US Coal System No Longer Cost-Effective

Sign up for daily news updates from CleanTechnica on email. Or follow us on Google News!

Originally published on ClimateProgress
by Jeff Spross

Aging and inefficient plants, competing energy sources, and the looming reality of climate change are all catching up with the coal industry.

According to a new report from the Union of Concerned Scientists — updated from 2012 numbers — as much as 17 percent of coal-fired power in the United States is already uncompetitive, just compared to natural gas and using mid-range estimates.

The report looked at the operating costs for current coal plants, which are older and have largely paid off their capital costs, up against natural gas plants that have also paid off their capital costs. The operating costs also included all the necessary upgrades to bring the coal plants in line with pollution and carbon dioxide regulations.

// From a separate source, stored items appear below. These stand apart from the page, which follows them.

Issue #2231, opened 2026-02-26
Throw 429 over max number of requests


idjuricTT:
Add max number of requests in task quue.

If task queue is full, throw an error on API level to not allow more users

dmadicTT:
@rdraskicTT I guess we can close?

rdraskicTT:
Closed with https://github.com/tenstorrent/tt-inference-server/pull/2316

PR #2316, opened 2026-03-06
Limit number of running requests in cpp_server

rdraskicTT:
https://github.com/tenstorrent/tt-inference-server/issues/2231

### DIFF
--- a/.github/workflows/test-gate.yml
+++ b/.github/workflows/test-gate.yml
@@ -554,7 +554,7 @@ jobs:
       - name: Start C++ server (test runner mode)
         run: |
           cd cpp_server/build
-          ./tt_media_server_cpp -p 8000 > ../../cpp_server.log 2>&1 &
+          MAX_QUEUE_SIZE=50 ./tt_media_server_cpp -p 8000 > ../../cpp_server.log 2>&1 &
           echo $! > ../../cpp_server.pid
           cd ../..
           for i in $(seq 1 30); do
@@ -604,7 +604,8 @@ jobs:
 
           COMPLETED=$(jq -r '.completed // 0' "$RESULT_FILE")
           FAILED=$(jq -r '.failed // 0' "$RESULT_FILE")
-          if [ "$COMPLETED" -eq 0 ] && [ "$FAILED" -gt 0 ]; then
+
+          if [ "$COMPLETED" -eq 0 ]; then
             echo "❌ All requests failed (completed=0, failed=$FAILED)"
             exit 1
           fi
@@ -630,6 +631,10 @@ jobs:
               echo "❌ mean_ttft_ms $MEAN_TTFT_MS exceeds threshold ${TTFT_THRESHOLD_MS}ms"
               FAIL=1
             fi
+          fi
+          if [ "$FAILED" -eq 0 ]; then
+            echo "❌ No requests were denied (expected some 429s with small MAX_QUEUE_SIZE)"
+            FAIL=1
           fi
 
           echo "MEAN_TPOT_MS=$MEAN_TPOT_MS" >> $GITHUB_ENV
--- a/.github/workflows/test-gate.yml
+++ b/.github/workflows/test-gate.yml
@@ -554,7 +554,7 @@ jobs:
       - name: Start C++ server (test runner mode)
         run: |
           cd cpp_server/build
-          MAX_QUEUE_SIZE=50 ./tt_media_server_cpp -p 8000 > ../../cpp_server.log 2>&1 &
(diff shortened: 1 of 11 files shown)


.github/workflows/test-gate.yml
```diff
@@ -554,7 +554,7 @@ jobs:
       - name: Start C++ server (test runner mode)
         run: |
           cd cpp_server/build
-          ./tt_media_server_cpp -p 8000 > ../../cpp_server.log 2>&1 &
+          MAX_QUEUE_SIZE=50 ./tt_media_server_cpp -p 8000 > ../../cpp_server.log 2>&1 &
```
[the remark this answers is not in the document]
rdraskicTT: That's a good question. In my understanding this shouldn't affect tpot significantly which is what we care more about, while ttft is obviously affected by the number queued requests which is why I think this is a good test for ttft (if it starts growing despite limited queue then something definitely went wrong).

tt-media-server/cpp_server/include/services/base_service.hpp
```diff
@@ -33,6 +33,7 @@ class IService {
     virtual void stop() = 0;
     virtual bool is_model_ready() const = 0;
     virtual SystemStatus get_system_status() const = 0;
+    virtual bool is_queue_full() const { return false; }
```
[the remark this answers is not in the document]
rdraskicTT: Done

tt-media-server/cpp_server/include/config/constants.hpp
```diff
@@ -102,6 +102,7 @@ namespace defaults {
     constexpr const char* LLM_MODE = "regular";  // "regular", "prefill", "decode"
     constexpr const char* SOCKET_HOST = "localhost";
     constexpr uint16_t SOCKET_PORT = 9000;
+    constexpr size_t MAX_QUEUE_SIZE = 1000;
```
madicd: Seems like it was 10k, now is 1k. https://github.com/tenstorrent/tt-inference-server/pull/2316/changes#diff-7bd89652bc12aa520a9af68592d46af3228caee79b13104ddfdc37709a84cc82R89
Is there a reason we lower it down?

rdraskicTT: Just applied a suggestion https://github.com/tenstorrent/tt-inference-server/pull/2316#discussion_r2904318446

idjuricTT: @dmadicTT  I was a bit worried about 10k, but if you guys want to keep it feel free to do that

dmadicTT: Alright, we need to find max queue size that has reasonable TTFT and ITL.
The problem is, we will have multiple targets, so we need to define what **reasonable** means for
* Llama
* Blitz decode with prefill on blitz decode

tt-media-server/cpp_server/include/services/base_service.hpp
```diff
@@ -5,13 +5,19 @@
...
 
 #include "domain/base_request.hpp"
 #include "domain/base_response.hpp"
 namespace tt::services {
 
+class QueueFullException : public std::runtime_error {
+public:
+    QueueFullException() : std::runtime_error("Request queue is full, please retry later") {}
+};
+
```
idjuricTT, line 21: Suggestion: You could add in base_service pre_process() method queue size check and make every service call super.pre_process() -> that would make a unique check everywhere

rdraskicTT: It looks like we need to put `std::lock_guard lock(impl_->queue_mutex_);` before accessing queue properties in `embedding_service.cpp`, am I correct?

idjuricTT: It should be fine to do, we need to review embedding flow anyway

tt-media-server/cpp_server/include/services/base_service.hpp
```diff
@@ -49,8 +56,13 @@ class BaseService : public IService {
 
 protected:
     virtual ResponseType process_request(RequestType request) = 0;
-    virtual void pre_process(RequestType& request) const = 0;
+    virtual void pre_process(RequestType& /*request*/) const {
+        if (current_queue_size() >= max_queue_size_) throw QueueFullException{};
```
idjuricTT, line 60: Nice :smile

idjuricTT (approved):

madicd (approved):

dmadicTT (approved):

PR #2319, opened 2026-03-06
Update whisper tt-metal commit from cce3da6 to 3b3f62b for WH

stisiTT:
## Summary

- Fixes whisper server startup failure: `No module named 'ttnn.model_preprocessing'`
- The Docker image built from `cce3da6` no longer ships `ttnn.model_preprocessing`; commit `3b3f62b` resolves this
- Updates `audio_tts_templates` in `workflows/model_spec.py` to point to the correct tt-metal commit

### DIFF
--- a/default_model_spec.json
+++ b/default_model_spec.json
@@ -17390,7 +17390,7 @@
           "model_name": "whisper-large-v3",
           "inference_engine": "media",
           "device_type": "N150",
-          "tt_metal_commit": "cce3da6",
+          "tt_metal_commit": "3b3f62b",
           "device_model_spec": {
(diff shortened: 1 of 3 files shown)


tstescoTT:
@stisiTT do we still need whisper on tt-metal `3b3f62b`? Also are the reports changes needed any more?

stisiTT:
> @stisiTT do we still need whisper on tt-metal `3b3f62b`? Also are the reports changes needed any more?

Reports changes still needed and yes we should uplift whisper models. I have successful runs on WH and BH for this commit.

PR #2324, opened 2026-03-07
Modify runner to handle mpi loopback from output rank to input rank

skhorasganiTT:


skhorasganiTT:
Closing as we kept the physical loopback design in the model and were able to remove the mpi loopback workaround.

That yielded 329 coal units that are economically uncompetitive, or a total of 59 gigawatts of electricity-generating capacity — 17 percent of the 347 gigawatts of coal power throughout the United States.

Ripe-for-Retirement-2013-Update-Generator-Map-e1386715276991
Image Credit: Union of Concerned Scientists

Chip in a few dollars a month to help support independent cleantech coverage that helps to accelerate the cleantech revolution!

That number of uneconomic coal units could also get considerably larger depending on what the future holds. If a price of $20 per ton of carbon dioxide emissions were to be put in place, 131 gigawatts would be uncompetitive. If the production tax credit (PTC) for wind energy is preserved, 71 gigawatts of current coal capacity will be uncompetitive by comparison, versus just 22 gigawatts if the PTC is allowed to expire.

Ripe-for-Retirement-2013-Update-Scenario-Summary-Chart-e1386715451611
Image Credit: Union of Concerned Scientists

The points about the carbon price and the PTC are especially noteworthy. Right now the economic playing field is tilted in favor of fossil fuels, because their price on the marketdoesn’t factor in the damage done by climate change.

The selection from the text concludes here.